→ Aim of the task
Below are the entries to work from; restate word for word the portion that opens with the line containing "PR #125, opened 2022-08-15" and closes with the line containing "and removes self-relations", keeping both.
##### Materials provided #####
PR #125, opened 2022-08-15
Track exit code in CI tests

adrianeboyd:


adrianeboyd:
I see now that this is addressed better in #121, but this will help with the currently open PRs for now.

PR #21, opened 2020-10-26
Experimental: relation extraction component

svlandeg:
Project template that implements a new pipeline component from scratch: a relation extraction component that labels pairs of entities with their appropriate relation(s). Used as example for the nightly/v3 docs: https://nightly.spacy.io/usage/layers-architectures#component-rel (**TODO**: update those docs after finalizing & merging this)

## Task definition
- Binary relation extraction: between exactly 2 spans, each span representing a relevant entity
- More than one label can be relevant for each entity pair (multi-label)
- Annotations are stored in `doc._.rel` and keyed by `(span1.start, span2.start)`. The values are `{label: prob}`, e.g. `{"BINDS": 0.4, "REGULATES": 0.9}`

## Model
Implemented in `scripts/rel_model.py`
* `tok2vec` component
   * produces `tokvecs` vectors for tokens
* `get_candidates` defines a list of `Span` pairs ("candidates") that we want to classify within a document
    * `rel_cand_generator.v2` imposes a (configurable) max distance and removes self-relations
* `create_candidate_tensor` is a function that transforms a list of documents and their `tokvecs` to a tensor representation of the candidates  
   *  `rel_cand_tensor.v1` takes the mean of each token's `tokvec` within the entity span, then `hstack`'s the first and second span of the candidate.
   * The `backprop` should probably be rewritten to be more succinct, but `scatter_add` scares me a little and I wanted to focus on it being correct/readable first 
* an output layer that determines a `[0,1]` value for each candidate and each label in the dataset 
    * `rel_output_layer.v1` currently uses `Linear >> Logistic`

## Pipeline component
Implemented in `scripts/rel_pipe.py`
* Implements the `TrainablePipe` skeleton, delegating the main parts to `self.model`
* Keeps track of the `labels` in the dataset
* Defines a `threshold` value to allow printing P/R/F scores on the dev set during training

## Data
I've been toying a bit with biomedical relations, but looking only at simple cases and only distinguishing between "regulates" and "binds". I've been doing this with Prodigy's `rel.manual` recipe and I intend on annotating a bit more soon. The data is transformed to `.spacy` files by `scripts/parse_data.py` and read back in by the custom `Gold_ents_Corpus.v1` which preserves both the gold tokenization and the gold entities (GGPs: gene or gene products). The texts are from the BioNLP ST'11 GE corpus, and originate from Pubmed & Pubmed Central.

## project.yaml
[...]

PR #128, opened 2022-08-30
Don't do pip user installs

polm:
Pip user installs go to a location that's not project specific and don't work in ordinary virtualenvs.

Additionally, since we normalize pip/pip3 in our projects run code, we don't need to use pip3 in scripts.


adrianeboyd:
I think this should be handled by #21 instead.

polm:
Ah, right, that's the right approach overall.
#####
##### Materials provided #####
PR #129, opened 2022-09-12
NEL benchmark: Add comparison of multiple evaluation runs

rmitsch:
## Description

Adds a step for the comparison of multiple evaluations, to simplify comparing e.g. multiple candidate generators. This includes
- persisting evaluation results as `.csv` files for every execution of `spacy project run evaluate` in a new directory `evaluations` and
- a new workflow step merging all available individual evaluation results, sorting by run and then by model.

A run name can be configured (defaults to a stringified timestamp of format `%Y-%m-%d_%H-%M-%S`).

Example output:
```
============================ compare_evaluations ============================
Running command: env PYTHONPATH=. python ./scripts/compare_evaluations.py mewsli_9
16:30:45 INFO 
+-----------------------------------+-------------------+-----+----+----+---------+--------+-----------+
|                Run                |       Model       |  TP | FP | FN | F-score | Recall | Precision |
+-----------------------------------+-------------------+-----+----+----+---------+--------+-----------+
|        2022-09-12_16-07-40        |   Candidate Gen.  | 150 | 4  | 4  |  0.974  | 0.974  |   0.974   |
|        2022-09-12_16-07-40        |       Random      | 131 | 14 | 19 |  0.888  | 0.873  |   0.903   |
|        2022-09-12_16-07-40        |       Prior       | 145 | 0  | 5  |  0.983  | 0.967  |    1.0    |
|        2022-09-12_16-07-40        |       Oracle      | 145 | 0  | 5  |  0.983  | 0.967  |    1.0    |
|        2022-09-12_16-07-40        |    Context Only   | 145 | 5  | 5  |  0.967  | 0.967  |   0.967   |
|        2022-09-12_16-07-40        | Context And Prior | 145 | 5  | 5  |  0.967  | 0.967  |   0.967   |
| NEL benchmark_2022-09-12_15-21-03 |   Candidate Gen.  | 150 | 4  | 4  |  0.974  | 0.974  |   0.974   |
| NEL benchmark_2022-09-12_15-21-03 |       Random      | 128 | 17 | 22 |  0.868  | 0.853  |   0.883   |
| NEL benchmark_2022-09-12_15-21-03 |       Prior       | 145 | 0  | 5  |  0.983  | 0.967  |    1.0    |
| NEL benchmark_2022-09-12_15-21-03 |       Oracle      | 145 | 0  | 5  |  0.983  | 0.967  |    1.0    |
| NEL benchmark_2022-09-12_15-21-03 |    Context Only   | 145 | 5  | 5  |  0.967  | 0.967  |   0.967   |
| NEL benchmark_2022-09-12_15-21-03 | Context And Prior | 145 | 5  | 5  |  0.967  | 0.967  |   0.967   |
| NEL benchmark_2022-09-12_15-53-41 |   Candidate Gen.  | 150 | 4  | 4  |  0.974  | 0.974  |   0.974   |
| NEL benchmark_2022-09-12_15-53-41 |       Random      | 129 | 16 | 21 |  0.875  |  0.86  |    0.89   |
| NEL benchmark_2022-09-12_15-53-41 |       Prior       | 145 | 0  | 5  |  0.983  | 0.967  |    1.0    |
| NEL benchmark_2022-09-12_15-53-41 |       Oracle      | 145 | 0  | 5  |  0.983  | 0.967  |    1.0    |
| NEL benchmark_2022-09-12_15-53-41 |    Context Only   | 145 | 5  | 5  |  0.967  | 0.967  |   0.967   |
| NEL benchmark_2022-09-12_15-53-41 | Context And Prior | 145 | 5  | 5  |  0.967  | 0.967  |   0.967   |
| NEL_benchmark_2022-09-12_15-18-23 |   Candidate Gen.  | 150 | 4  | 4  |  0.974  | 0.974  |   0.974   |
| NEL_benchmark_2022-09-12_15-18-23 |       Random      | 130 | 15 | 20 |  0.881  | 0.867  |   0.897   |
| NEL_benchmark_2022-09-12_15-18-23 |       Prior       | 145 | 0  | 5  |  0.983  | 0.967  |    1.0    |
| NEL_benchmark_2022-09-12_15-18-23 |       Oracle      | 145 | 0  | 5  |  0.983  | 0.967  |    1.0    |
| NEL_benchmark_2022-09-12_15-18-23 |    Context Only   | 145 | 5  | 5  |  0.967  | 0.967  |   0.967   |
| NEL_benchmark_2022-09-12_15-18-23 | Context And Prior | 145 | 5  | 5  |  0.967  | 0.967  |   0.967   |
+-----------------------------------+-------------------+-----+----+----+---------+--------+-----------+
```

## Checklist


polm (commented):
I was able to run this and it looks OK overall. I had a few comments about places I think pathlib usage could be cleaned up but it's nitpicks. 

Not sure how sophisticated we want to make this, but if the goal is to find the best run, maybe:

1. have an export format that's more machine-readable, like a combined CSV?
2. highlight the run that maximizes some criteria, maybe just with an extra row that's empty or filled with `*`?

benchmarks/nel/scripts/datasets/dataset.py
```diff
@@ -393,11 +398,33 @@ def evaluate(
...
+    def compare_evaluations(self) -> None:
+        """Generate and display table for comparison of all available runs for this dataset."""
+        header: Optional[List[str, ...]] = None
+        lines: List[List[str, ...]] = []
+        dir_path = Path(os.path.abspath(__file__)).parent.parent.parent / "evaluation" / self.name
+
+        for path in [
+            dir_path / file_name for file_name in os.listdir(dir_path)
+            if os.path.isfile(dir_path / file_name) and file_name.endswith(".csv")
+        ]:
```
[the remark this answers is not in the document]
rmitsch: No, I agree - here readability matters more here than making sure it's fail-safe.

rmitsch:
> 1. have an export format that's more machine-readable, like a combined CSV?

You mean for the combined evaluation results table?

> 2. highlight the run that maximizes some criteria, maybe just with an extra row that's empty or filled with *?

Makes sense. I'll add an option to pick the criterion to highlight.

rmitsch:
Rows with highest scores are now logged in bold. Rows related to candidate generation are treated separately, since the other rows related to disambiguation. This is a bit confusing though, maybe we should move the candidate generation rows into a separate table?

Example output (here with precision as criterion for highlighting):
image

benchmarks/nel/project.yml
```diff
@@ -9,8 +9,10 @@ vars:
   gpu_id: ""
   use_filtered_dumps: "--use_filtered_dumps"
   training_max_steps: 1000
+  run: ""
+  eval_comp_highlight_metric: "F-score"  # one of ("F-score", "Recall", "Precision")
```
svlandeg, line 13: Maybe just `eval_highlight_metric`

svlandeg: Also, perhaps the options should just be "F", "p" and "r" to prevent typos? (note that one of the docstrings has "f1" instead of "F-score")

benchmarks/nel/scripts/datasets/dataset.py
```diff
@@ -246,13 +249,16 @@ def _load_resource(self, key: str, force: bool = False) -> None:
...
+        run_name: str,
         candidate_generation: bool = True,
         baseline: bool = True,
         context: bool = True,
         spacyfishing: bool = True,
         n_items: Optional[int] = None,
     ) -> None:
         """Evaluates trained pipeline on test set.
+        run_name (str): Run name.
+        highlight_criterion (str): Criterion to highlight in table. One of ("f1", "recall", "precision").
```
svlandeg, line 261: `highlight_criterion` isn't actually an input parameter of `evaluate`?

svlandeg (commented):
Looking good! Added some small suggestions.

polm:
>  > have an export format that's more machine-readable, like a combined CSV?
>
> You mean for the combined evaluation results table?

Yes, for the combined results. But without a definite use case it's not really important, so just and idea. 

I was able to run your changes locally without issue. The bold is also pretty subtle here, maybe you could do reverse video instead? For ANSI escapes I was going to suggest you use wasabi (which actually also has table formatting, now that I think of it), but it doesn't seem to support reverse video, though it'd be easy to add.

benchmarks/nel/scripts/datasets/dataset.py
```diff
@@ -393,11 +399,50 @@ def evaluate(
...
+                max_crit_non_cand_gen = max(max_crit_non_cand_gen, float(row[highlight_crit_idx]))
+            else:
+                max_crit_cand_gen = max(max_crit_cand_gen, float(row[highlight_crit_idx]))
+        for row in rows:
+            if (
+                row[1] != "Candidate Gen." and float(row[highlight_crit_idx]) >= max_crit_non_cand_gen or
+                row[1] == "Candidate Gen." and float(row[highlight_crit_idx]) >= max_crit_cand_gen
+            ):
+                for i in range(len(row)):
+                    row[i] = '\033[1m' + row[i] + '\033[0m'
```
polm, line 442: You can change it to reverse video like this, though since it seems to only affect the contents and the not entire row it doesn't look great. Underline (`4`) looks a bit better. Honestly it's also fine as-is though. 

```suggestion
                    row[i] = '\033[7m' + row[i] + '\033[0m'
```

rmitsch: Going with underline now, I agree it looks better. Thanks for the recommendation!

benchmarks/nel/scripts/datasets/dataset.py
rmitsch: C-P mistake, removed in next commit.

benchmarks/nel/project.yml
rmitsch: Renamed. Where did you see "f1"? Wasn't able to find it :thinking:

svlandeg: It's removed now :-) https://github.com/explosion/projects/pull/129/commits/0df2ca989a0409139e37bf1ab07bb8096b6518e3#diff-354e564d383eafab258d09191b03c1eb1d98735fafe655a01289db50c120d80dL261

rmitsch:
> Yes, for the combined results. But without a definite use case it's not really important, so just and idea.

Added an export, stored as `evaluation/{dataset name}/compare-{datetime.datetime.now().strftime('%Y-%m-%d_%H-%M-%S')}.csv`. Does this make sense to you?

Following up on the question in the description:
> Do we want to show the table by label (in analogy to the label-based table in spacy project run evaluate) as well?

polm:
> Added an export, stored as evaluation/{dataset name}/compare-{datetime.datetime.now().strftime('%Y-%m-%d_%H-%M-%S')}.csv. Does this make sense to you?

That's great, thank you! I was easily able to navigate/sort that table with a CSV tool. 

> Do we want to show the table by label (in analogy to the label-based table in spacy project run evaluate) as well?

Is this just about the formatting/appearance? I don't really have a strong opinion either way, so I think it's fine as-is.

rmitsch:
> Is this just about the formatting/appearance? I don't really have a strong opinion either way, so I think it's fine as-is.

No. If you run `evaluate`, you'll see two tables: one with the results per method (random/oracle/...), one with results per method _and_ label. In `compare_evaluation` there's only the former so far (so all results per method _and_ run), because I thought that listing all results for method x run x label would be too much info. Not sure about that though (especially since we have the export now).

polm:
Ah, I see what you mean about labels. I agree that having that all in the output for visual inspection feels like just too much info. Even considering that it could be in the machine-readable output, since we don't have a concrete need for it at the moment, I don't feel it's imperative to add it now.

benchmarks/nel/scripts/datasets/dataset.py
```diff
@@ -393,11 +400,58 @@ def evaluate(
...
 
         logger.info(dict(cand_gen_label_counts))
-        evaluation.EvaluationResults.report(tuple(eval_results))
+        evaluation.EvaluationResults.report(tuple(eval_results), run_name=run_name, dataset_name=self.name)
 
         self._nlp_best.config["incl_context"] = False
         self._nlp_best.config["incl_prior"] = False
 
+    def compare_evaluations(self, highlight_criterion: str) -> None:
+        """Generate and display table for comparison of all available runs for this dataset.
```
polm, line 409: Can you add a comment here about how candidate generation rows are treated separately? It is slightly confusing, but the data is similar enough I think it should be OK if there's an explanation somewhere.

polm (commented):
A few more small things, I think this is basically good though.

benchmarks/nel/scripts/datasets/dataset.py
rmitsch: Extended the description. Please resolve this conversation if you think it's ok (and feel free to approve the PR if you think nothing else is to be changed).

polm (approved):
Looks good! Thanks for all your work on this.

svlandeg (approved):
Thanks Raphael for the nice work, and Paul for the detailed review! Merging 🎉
#####
→ Expected answer
PR #125, opened 2022-08-15
Track exit code in CI tests

adrianeboyd:


adrianeboyd:
I see now that this is addressed better in #121, but this will help with the currently open PRs for now.

PR #21, opened 2020-10-26
Experimental: relation extraction component

svlandeg:
Project template that implements a new pipeline component from scratch: a relation extraction component that labels pairs of entities with their appropriate relation(s). Used as example for the nightly/v3 docs: https://nightly.spacy.io/usage/layers-architectures#component-rel (**TODO**: update those docs after finalizing & merging this)

## Task definition
- Binary relation extraction: between exactly 2 spans, each span representing a relevant entity
- More than one label can be relevant for each entity pair (multi-label)
- Annotations are stored in `doc._.rel` and keyed by `(span1.start, span2.start)`. The values are `{label: prob}`, e.g. `{"BINDS": 0.4, "REGULATES": 0.9}`

## Model
Implemented in `scripts/rel_model.py`
* `tok2vec` component
   * produces `tokvecs` vectors for tokens
* `get_candidates` defines a list of `Span` pairs ("candidates") that we want to classify within a document
    * `rel_cand_generator.v2` imposes a (configurable) max distance and removes self-relations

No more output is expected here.